In a world where the word ‘disruption’ had come to be associated with new technology-enabled businesses that upended the existing status-quo of legacy brick-and-mortar business models, 2021 disrupted life itself. Businesses, the country, the economy and, in fact, humanity itself was disrupted. Real estate was no different.
Classically, the real estate industry divides itself into three verticals – residential, commercial and industrial. These three verticals sat at very different levels of their respective evolution at the beginning of 2021.
Residential real estate in 2021
Several policy-level initiatives, such as demonetisation, the application and subsequent revision of the Goods and Services Tax (GST) and the introduction of a regulatory authority – RERA, in the years preceding 2021 had ensured that only large, well-structured and professionally-managed companies were now serving the needs of the customers.
With the ‘investor-buyer’ driven out of the market, all the cities had large inventories available for sale and new launches were on the decline.
The second wave of the Coronavirus pandemic notwithstanding, 2021 saw an uptick in residential sales across the country. With some state governments offering a reduction in taxes and registration fees, developers, keen to sell existing inventory, offered value-additions.
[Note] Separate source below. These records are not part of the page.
PR #897, opened 2026-06-22
feat(sync): re-key remote knowledge sync on logical_id (A2 sub-PR 3)

BYK:
**Epic #821 · A2 (#823), sub-PR 3.** Completes the append-only knowledge story across the sync boundary. **Client-only — no remote migration** (pre-flip rows were keyed `id == logical_id` (v1) already, and sync is release-gated so the remote has no real data to migrate).

Makes the remote a **CURRENT-only mirror, ONE row per logical entry keyed by `logical_id`** — coalescing all of an entry's versions to a single remote row and converging `id`↔`logical_id` across devices.

## Model (settled)
A remote content change to an existing `logical_id` is "same concern, new value" arriving from another device → **append a new local version** (mirrors a local `update()`). Idempotency comes from `content_hash` (re-pulling your own pushed content is a no-op → no ping-pong). Version *history* stays local; only *current content* converges.

## Push — `knowledgePushPlan` (replaces `knowledgeSyncOp`)
Resolve the outbox version row → `logical_id`; push the **current** version's content under `id = logical_id`, or **soft-delete** `id = logical_id` when there's no live current. `sync_state` keyed by `logical_id`, so an entry's version churn coalesces to one upsert (`content_hash` dedups the rest). `pushEntry` drives upsert/delete by the `logical_id` (`effectiveId`).

## Pull — `applyRemoteKnowledge` / `applyRemoteKnowledgeDelete`
Apply a `logical_id`-keyed remote row into the local **append-only** model (under apply-suppression + a txn for the single-current invariant):

| local state for L | remote live (upsert) | remote deleted |
|---|---|---|
| none | INSERT v1 (id=L) | no-op |
| live, content == remote | converge metadata in place | death-cert |
| live, content != remote | append new current version | death-cert |
| only superseded/death-cert | append new current (revive) | no-op |

`hasPendingKnowledgeChange` resolves pending edits **by `logical_id`** (the outbox holds version ids), so a pull never silently overwrites an unpushed local edit without logging the conflict. `applyRemoteUpsert` no longer special-cases knowledge (entity graph only).

## Why no engine-behavior change
v1 entries (`id == logical_id`) push/apply exactly as before, so the existing engine + property suites keep their semantics; only the live-set comparison in the convergence property moves to `logical_id` over current-live versions.

## Tests
- `applyRemoteKnowledge` matrix: new / append-on-change / idempotent / metadata-only / delete→death-cert / revive.
- **Round-trip**: device A's multi-version entry → push plan → peer-apply on B → **ONE coalesced version** on B (proves convergence).
- `knowledgePushPlan` coalescing (superseded + current → one logical-keyed upsert).
- Property **convergence** now compares the live set by `logical_id` over current-live versions — **8/8 stable**, 60 random op-sequences each.
- Core **1741** + gateway **1996** green; typecheck + lint clean.

## Resolves / unblocks
Remote row accumulation, residual-byte persistence, cross-device `id`↔`logical_id` divergence → **lifts the release gate** on `lore sync enable`. Follow-ups: knowledge_meta convergent confidence (sub-PR 3b), compaction/GC (sub-PR 4).

### DIFF
--- a/packages/core/src/db.ts
+++ b/packages/core/src/db.ts
@@ -1488,12 +1488,21 @@ function installSyncCapture(database: Database) {
     "entity_relations",
   ]) {
     for (const [evt, suffix, ref, op] of ops) {
+      // Knowledge is remote-keyed by logical_id (A2 sub-PR 3, #823). INSERT/UPDATE
+      // capture the version id (op=upsert; the push plan resolves it to the current
+      // logical row while the row still exists). DELETE must capture the logical_id
+      // NOW — the row is gone afterward, so the push can't resolve it, and a delete
+      // keyed by a version id would never match the logical_id-keyed remote row.
+      const rowExpr =
+        t === "knowledge" && op === "delete"
+          ? `COALESCE(${ref}.logical_id, ${ref}.id)`
+          : `${ref}.id`;
       sql += `
         CREATE TEMP TRIGGER IF NOT EXISTS ${t}_outbox_${suffix}
         AFTER ${evt} ON ${t} WHEN (${gate})
         BEGIN
           INSERT INTO sync_outbox (table_name, row_id, op, changed_at)
-          VALUES ('${t}', ${ref}.id, '${op}', ${ts});
+          VALUES ('${t}', ${rowExpr}, '${op}', ${ts});
         END;`;
     }
   }
--- a/packages/core/src/sync-data.ts
+++ b/packages/core/src/sync-data.ts
@@ -526,6 +526,41 @@ export function seedOutbox(tier: SyncTier = "basic"): void {
       // (via the prune floor) permanently disabling outbox pruning for ALL tables.
       if (m.pullOnly) continue;
       const pushCursor = Number(getKV(`sync.push.${m.table}`) ?? "0");
+
+      // Knowledge is remote-keyed by logical_id (A2 sub-PR 3, #823): seed ONE entry
+      // per CURRENT live logical entry — NOT every physical version — keyed + hashed
+      // by logical_id to match the push plan + sync_state. Iterating physical rows
+      // and checking sync_state by version id would miss every v2+ entry (sync_state
+      // is keyed by logical_id) and re-enqueue it (outbox bloat). Deleted entries
+      // (no live current) are NOT seeded here — reconcile's tombstone pass emits the
+      // delete (its liveness check is also knowledge_current-based).
+      if (m.table === "knowledge") {
+        const latestForLogical = db().query(
+          `SELECT o.op FROM sync_outbox o JOIN knowledge k ON k.id = o.row_id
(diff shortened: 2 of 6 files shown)


BYK:
## Review fixes pushed (`3c251810`)

**BLOCKER (Seer + adversarial review) — fixed.** `classifyRemoteRow` + the conflict snapshot read the local row via `getRowById(id=logical_id)`, which after any update is the **demoted v1** row — so every versioned (v2+) entry's clean fast-forward / self-echo was mis-classified as a **conflict** (inflated `sync_conflicts`, stale `local_content`). Fix: a version-aware `currentKnowledgeRow(logicalId)` (reads `knowledge_current`, re-keyed `id=logical_id` — the exact shape push hashes) used in `classifyRemoteRow` and the `localBefore` snapshot; `knowledgePushPlan` reuses it.

**Testing gap (root cause the BLOCKER shipped) — fixed.** The property op-model did raw in-place `UPDATE` / physical `DELETE`, so it only ever produced **v1** rows and never exercised the append-only paths — the convergence/no-ping-pong invariants were vacuous for versioned entries. Now `update`/`delete` go through `ltm.update`/`ltm.remove` (real append / death-cert), the no-ping-pong test asserts `conflicts==0`, and a targeted engine test does `insert → appendVersion → push → pull ⇒ {pulled:0, conflicts:0}`. **Verified both fail (red) without the classify fix and pass with it.**

**Security SHOULD-FIX #1 — fixed.** The soft-delete push scrubs knowledge `content`/`title` to `''` on the remote tombstone (erasure completeness). Local death-cert preserves content; peers rebuild their death-cert from their own current row, so they're unaffected.

**Security SHOULD-FIX #2 (admin bulk physical-delete)** is pre-existing + out of scope → tracked for sub-PR 4 on #823.

Core 1741 + gateway 1997 green; property suite 5× stable; typecheck + lint clean.

BYK:
Re: Seer `seedOutbox` LOW (v1-anchor reliance under future compaction) — **acknowledged, tracked for sub-PR 4, not a current bug.**

The `latestForLogical`/`hasPendingKnowledgeChange` JOINs (and `knowledgePushPlan`) resolve a logical entry via the v1 anchor row (`id == logical_id`), which is **never physically deleted today** — the only physical knowledge deletes are whole-entity wipes (all versions). The reliance only breaks when sub-PR 4 compaction prunes superseded versions including the anchor. That's a compaction design constraint, recorded on #823 with two resolutions (preserve the anchor, or convert the knowledge outbox to full `logical_id` keying — the recommended end-state). The #897 landmine guard (re-validate liveness on the delete push) already defuses the most dangerous symptom (a superseded-version delete tombstoning a live remote entry). Folding the keying refactor into this PR would violate scope discipline on a finished, reviewed change.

Buyers, who needed increased space to ‘work from home’, wanted the additional peace of mind that came from owned (and not rented) homes. Consequently, various factors combined to see a YoY 2x increase in residential sales across the country.
Conversely, with more and more expat and Indian white-collared workers being able to return and work from their hometowns, rental values of properties across tier-1 cities fell to unprecedented levels, not witnessed in the previous five to 10 years.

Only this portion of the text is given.